Almost 100% of people say face-to-face networking meetings are essential for long-term business relationships. Plus, 74% of consumers identify word-of-mouth referrals as a key influencer in their purchasing decisions.
When done correctly, lawyer networking and referral marketing tactics are powerful.
Whether you’re a seasoned networker or an attorney just getting started, there’s always more to learn. We’ve gathered some tips over the years that can help you create a lawyer networking strategy that works.
Everything you do inside your firm comes at a cost, including networking. You must value the time you spend networking and meeting prospective clients just as you would billable time.
Beyond time, networking takes hard-earned cash. For example, you might need to pay for traveling to a legal conference, monthly meeting dues, or your potential client’s dinner.

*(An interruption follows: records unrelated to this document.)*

PR #113, opened 2020-05-12
Add DisableInHyperlinks to support more flexible use cases

grubbins:
#### Summary
Adds a new property of links called `DisableInHyperlinks`, which makes it possible to properly support both link-insertion and link-shortening for a similar regex.

#### Details
Suppose we want to support the following patterns:
* `MM-12345` -> `[MM-12345](http://jira.server/MM-12345)`
* `http://jira.server/MM-12345` -> `[MM-12345](http://jira.server/MM-12345)`

If we do not enable `WordMatch` on the first pattern, then it fails in posts like `see MM-12345, or MM-23456`. Conversely if we do enable `WordMatch` on the first pattern, then it also gets inserted inside hyperlinks (completely breaking them).

Fundamentally, we never want the first pattern to be applied inside a hyperlink, so I added a flag to prevent that. Then, to deal with the fact that one pattern replacement may insert a new hyperlink, we also need to walk the markdown tree for each link pattern (not apply all link patterns inside one markdown tree traversal).

#### Possible alternative approaches

An alternative I quite like would be to add a `MatchHyperlink` flag instead. In that case, a `Link` with this flag is only allowed to match an *entire* hyperlink and replace it (in the expected use case, it would replace it with a formatted inline link). Conversely `Link`s without this flag set would not be allowed to match any part of an existing hyperlink. I think this is actually a more intuitive result - however, it would not preserve behaviour for existing plugin users, so some kind of migration support would be needed.

For interest: my original fork of this plugin went even further, replacing the `Link` general concept with two separate kinds of pattern spec, one which only inserts new hyperlinks (and by definition never matches inside a hyperlink) and one which only replaces hyperlinks with formatted inline links (and by definition never matches anything *except* a whole hyperlink). However I see from the test case coverage that this plugin, despite the name, is intended for any kind of text replacement. I wonder if it would be better to separate out link insertion (text -> link), link formatting (link -> inline link) and general text replacement more explicitly.

### DIFF
--- a/server/autolinkplugin/plugin.go
+++ b/server/autolinkplugin/plugin.go
@@ -120,7 +120,6 @@ func (p *Plugin) isBotUser(userID string) (bool, *model.AppError) {
 func (p *Plugin) ProcessPost(c *plugin.Context, post *model.Post) (*model.Post, string) {
 	conf := p.getConfig()
 	postText := post.Message
-	offset := 0
 
 	hasOneOrMoreScopes := false
 	for _, link := range conf.Links {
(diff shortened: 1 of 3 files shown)


server/autolinkplugin/plugin.go
```diff
@@ -142,62 +141,69 @@ func (p *Plugin) ProcessPost(c *plugin.Context, post *model.Post) (*model.Post,
...
-		// never descend into the text content of a link/image
-		case *markdown.InlineLink:
-			return false
-		case *markdown.InlineImage:
-			return false
-		case *markdown.ReferenceLink:
-			return false
-		case *markdown.ReferenceImage:
-			return false
+	for _, link := range conf.Links {
```
levb, line 144: 2/5 I am a little concerned about this change, it may need some benchmarking. The new version invoked markdown.Inspect in a loop, and it may be expensive. Is it directly related to the functional change? Can the functional change be implemented in a single `Inspect` pass?

levb:
Also, @grubbins I like the "2 matcher types" approach, want to think some more about it.

server/autolinkplugin/plugin.go
grubbins: Yes, I think this is fundamentally required for this plugin, because each replacement has the capacity to change the markdown structure - therefore if we proceed to look at later replacements, we can no longer apply the rules regarding which markdown elements they can touch.

If you restore the original pattern of inspecting once, the unit tests I have added will break because one replacement inserts a new inline link and a later replacement (which should ignore that inline link) gets erroneously applied because it is still treating it as text.

grubbins:
> Also, @grubbins I like the "2 matcher types" approach, want to think some more about it.

If each replacement pattern had a 'Domain' property (a list) with values 'Text', 'AutoLink', 'InlineLink', then patterns can explicitly state where they should be applied.

Maintaining existing behaviour is not easy because existing behaviour is:
* existing patterns implicitly have `Domain=Text,AutoLink`
* *except* that if an earlier pattern inserts a new inline link (or even image I guess), later links will then hit that as well - fixed by traversing markdown tree for each pattern

If we wanted to break from existing behaviour to adopt this new approach, may Isuggest something more bold: at the same time we could rename the `Link` structure and rename the plugin itself? Since obfuscating credit card numbers has nothing to do with "links", I think the plugin name should reflect the more general use case (or the plugin should be split up to handle links and general text replacements).

server/autolinkplugin/plugin.go
levb: Right. Understood. 1/5 We should benchmark it on a few examples. I wonder if we can re-use the parsed markdown tree between the no-change links.

levb:
> at the same time we could rename the Link structure and rename the plugin itself?

That's kind of what I was thinking, but it'd be a kind of a big deal - the current plugin is popular. cc @aaronrothschild @hanzei.

grubbins:
Indeed, it would be a bigger change. I could imagine a migration path like this:
* new plugin name appears alongside old
* new plugin auto-imports config from old, if present, when first installed; could treat all links as text-only, unless they start with a protocol like `http://` in which case set the domain to Autolink
* in the MM release notes, encourage people to test and try the new plugin and disable old
* remove old one later

grubbins:
If you're open to merging this as-is, though, it would allow me to get my team on to the public version of this plugin instead of my fork. A more substantial split could come later?

server/autolinkplugin/plugin.go
iomodo: I agree that we should try to re-use parsed markdown or detect the structure change. Otherwise performance will suffer.

grubbins:
Any thoughts on progressing with this @levb ?

jasonblais:
@levb @iomodo for above ^

levb:
@grubbins I posted https://github.com/grubbins/mattermost-plugin-autolink/pull/1 with a simple benchmark that shows a 30% degradation on a rather simplistic test.

3/5 we shouldn't merge this in its current reincarnation. I'd like to further understand your original ask in details (not 100% sure if the test was illustrative)

levb:
OT: This PR drove the point home, we can use an Autolink2, redesigned with all the lessons learned, not backwards compatible. Better integrated with the markdown parser - to avoid re-parsing on changes.

jfrerich:
@levb, @iomodo it sounds like the benchmarking results have halted the merge. Any further suggestions on how to proceed?

grubbins:
A 30% degradation sounds bad in relative terms, but I'm less sure what the actual user impact is. In my organisation (now nearing 1000 users) we have been running my fork of this plugin for a long time and never had any concern with performance. I would (4/5) value the functionality described above much more highly than a performance impact that we seem unable to notice, so we'll have to continue with the fork for now. I appreciate though that it's hard to get a sense for the real impact. Maybe this patch could run on the MM community instance for a while to get real-world user feedback?

The ideas about a new version of the plugin do sound good so I'd look forward to a future version!

lindy65:
Hi @grubbins :) I'm helping review stale PRs and wondered whether you're still working on this one and/or what is required to push it over the finish line? Let me know if it can be closed if no longer a priority?

//cc @levb @iomodo

grubbins:
As I understand it I think the PR is essentially rejected, mostly for performance concerns, and the discussions about possibly restructuring this plugin / splitting it up are incomplete.

Meanwhile, we're continuing to run my fork of the plugin at my workplace so we can do both link shortening and link insertion for JIRA tickets (which is a popular feature).

lindy65:
Thanks for letting me know @grubbins :)  I'll close this PR off for now then.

This includes virtual networking, too.
To ensure you’re not wasting your time and cash, get specific about your networking possibilities.
Make sure it falls in your niche before you apply to speak at a networking event as part of your lawyer marketing.
Before taking a client out to dinner, make sure they’ll benefit from your services.
Before treating a colleague to a concert, make sure they’re a reliable referral source.
This may feel as though you’re always acting with ulterior motives. That’s not the case. We simply don’t want you to waste your business time and money on things that won’t benefit your growing firm.
As part of your networking strategy, we recommend calculating your current networking costs to ensure they align with your firm’s growth goals.
It’s simple to do using this quick formula:
For virtual events and other marketing efforts, what are you getting out of it? How much time and cost did you have to invest, and how many clients did you get in return?
A concern we come across is networking when you’re an introvert. Scary, right?
Labster Jennifer Winegardner considers herself a major wallflower. She used to hate going to events where she didn’t know anyone. She needed a mindset change, so she stopped thinking of events as working the room and started seeing them as a chance to make friends, invite exciting people to coffee, and learn more about them. This way, networking felt personally valuable.
And with a few tips, you too can be a successful networker regardless of your introvert status.
Embrace your introversion. You don’t have to be an extrovert to be successful. Trying to be something you aren’t will exhaust you and hold you back. Be authentic. Be yourself.
Practice. Sometimes you just have to do the things that scare you. Take baby steps by setting goals for yourself during networking opportunities. For example, set a goal to meet two new people during an event.
Take advantage of other networking opportunities. Face-to-face networking is only one facet of lawyer networking. For example, use social media to join lawyer groups (discussed in Chapter 5).
No matter what, make sure you’re putting your best face forward at networking events.
One of the most common types of networking involves going to events and meeting face-to-face with potential clients and colleagues. As a result, you further your firm’s reach.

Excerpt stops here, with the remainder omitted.